# Exercise instructions
Every line of the data below should be printed exactly.

# Given information
_ _ _ _

PR #4752, opened 2024-08-13
Always use only latest provider tags when reingesting

### LINKED ISSUE #4732: Change tag upsert strategy to drop old provider tags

_ _ _ _

# Response to the task
PR #4752, opened 2024-08-13
Always use only latest provider tags when reingesting

### LINKED ISSUE #4732: Change tag upsert strategy to drop old provider tags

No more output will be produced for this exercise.